Non, pas des calvaires, encore que, parfois, y a un peu de ça. Mais des épreuves, les pages du bouquin telles qu’elles vont paraître, à relire une dernière fois pour essayer de choper la dernière coquille, la vicieuse, celle qui, laissée libre de nuire, n’apparaît qu’au moment où l’on ouvre le livre imprimé de frais et qu’on tombe dessus, se pavanant avec une arrogance vénéneuse, juste au point de la page où l’on pose le regard.
Donc, des épreuves. Trois lots en une semaine, pour être précis. Bon, de tailles variables, certes: 350 pages, 60 pages et…700 pages. Mais ça nous laisse quand même avec un coquet millier de pages à lire assez vite, tout en continuant de l’autre main de procéder aux corrections, révisions, et autres réécritures en cours.
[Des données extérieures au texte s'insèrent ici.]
PR #145591, opened 2026-09-12
fix(gateway): avoid loading inactive worker history

steipete:
## What Problem This Solves

Fixes unnecessary Gateway memory use when cloud-worker turns begin in sessions with inactive transcript branches. Preparing a small active conversation loaded and retained the physical transcript's inactive message payloads while credentials, workspace media, and skills were prepared.

## Why This Change Was Made

Use the existing selected model-context readers for recorder-owned or already-persisted input. A pending recorder keeps the synchronous read-before-persist ordering, so its own append cannot invalidate an asynchronous snapshot. Already-persisted input uses the asynchronous reader and revalidates the caller, cancellation, exact placement claim, and current transcript identity after the read.

Unrecorded input keeps its writable SessionManager, preserving captured append ancestry, conflict handling, and writer custody. The completion reader and recorder-race fallback remain unchanged. No schema, retention, or transcript-commit recovery contract changes.

## User Impact

Worker turns stop retaining inactive message payloads during this preparation phase while keeping the same active history and current-input/base-leaf behavior. This is a bounded allocation repair, not a claim that all Gateway memory pressure or stalls are resolved.

## Evidence

Both permanent 64-row tests fail on the unmodified producer because it hydrates 64 inactive 1 KiB messages, then pass with zero inactive payloads. The active conversation remains four messages for already-persisted input or three before recorder-owned persistence. The earlier 512-row diagnostic measured roughly 614 KB of serialized loaded payload versus under 600 bytes for the selected reader; that is a payload proxy, not a retained-heap or RSS measurement.

All 10 focused tests pass on the current candidate. They cover input/history/base-leaf parity, split logical/append leaves, canonical persistence already in flight or begun after snapshot acquisition, and cancellation, claim loss, caller revocation, and session rebinding during the asynchronous read. Existing launcher/media/handoff and SessionManager owner suites previously passed 124 tests on the integration base.

Independent P0-P2 review is clean. The revised [Blacksmith wire proof](https://github.com/openclaw/openclaw/actions/runs/34672349693) passed two authenticated chat turns, history-prefix/input/base-leaf checks, completed supervisor receipts, and joined cleanup; the owned lease is completed. The native synced proof verified both producer hashes, the harness, tests, and lockfile before its build (Node 24.19.0). Its delegated checkout metadata follows the hydrated main; exact-head CI is tracked separately on this PR.

The campaign wire harness remains private rather than duplicating the maintained service suite. It uses a loopback mock provider and a separate authenticated operator.read/operator.write client; it does not establish real-provider behavior or multi-profile membership semantics. The final native changed checks passed, including typechecking, lint, dead-code and repository guards.

Exact-head CI passed after one qualified rerun of the unchanged QA gallery shard. A temporary path containing `gif` deterministically reproduces its log-as-image classification failure; the original CI failure is retained and the unrelated gallery repair is tracked separately.

### DIFF
--- a/src/gateway/worker-environments/worker-turn-detached-context.test.ts
+++ b/src/gateway/worker-environments/worker-turn-detached-context.test.ts
@@ -1,0 +1,381 @@
+import { afterEach, beforeEach, describe, expect, it, vi } from "vitest";
+import type { SessionPlacementTurnParams } from "../../agents/session-placement-admission.js";
+import { SessionManager } from "../../agents/sessions/session-manager.js";
+import {
+  makeAgentAssistantMessage,
+  makeAgentUserMessage,
+} from "../../agents/test-helpers/agent-message-fixtures.js";
+import { upsertSessionEntryCore } from "../../config/sessions/session-accessor.js";
+import { withTimeout } from "../../infra/fs-safe.js";
+import { WorkerTaskPool } from "../../infra/worker-task-pool.js";
+import { createUserTurnTranscriptRecorder } from "../../sessions/user-turn-transcript.js";
+import { projectWorkerSessionTurnClaim } from "./placement-record.js";
+import { WorkerRunnerUnavailableError, type WorkerTurnTunnelHandle } from "./tunnel-contract.js";
+import { releaseClaimIfOwned } from "./worker-turn-admission.js";
+import {
+  ENVIRONMENT_ID,
+  OWNER_EPOCH,
+  SESSION_ID,
+  SESSION_KEY,
+  attachedEnvironment,
+  cleanupWorkerTurnLauncherTest,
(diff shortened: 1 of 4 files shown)


steipete:
Merged via squash.

- Prepared head SHA: [8bc13c1cc1a859f677fb9cf0e483439c347abe07](https://github.com/openclaw/openclaw/pull/145591/commits/8bc13c1cc1a859f677fb9cf0e483439c347abe07)
- Landed commit: [aa7eabb1f6d60be17bdb9f86b416f1abbe2fa48f](https://github.com/openclaw/openclaw/commit/aa7eabb1f6d60be17bdb9f86b416f1abbe2fa48f)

Parti comme c’est parti, je me demande quand je vais pouvoir attaquer ma carte de vœux. Elle est mal barrée…
Je n’ai pas vu passer septembre; je n’ai pas vu passer octobre; novembre, pas mieux. Je sens que décembre va pas traîner.
Enfin, bref: après avoir occupé une niche discrète en novembre et décembre (Monty Python! Petit précis d’iconoclasme, en vente dans tous les bons points de vente et quelques-uns qui ne le sont pas mais essaient d’en acquérir l’apparence), je sens qu’en janvier, je vais mobiliser un peu plus que ma part d’étals chez les vendeurs de culture!






Tu fais (ou a fait) la relecture du Cerebus 2 ?
Oh non. Et en plus, l’image ci-dessus, y a largement le temps de la voir arriver en France! À vue de nez, cinq ou six recueils.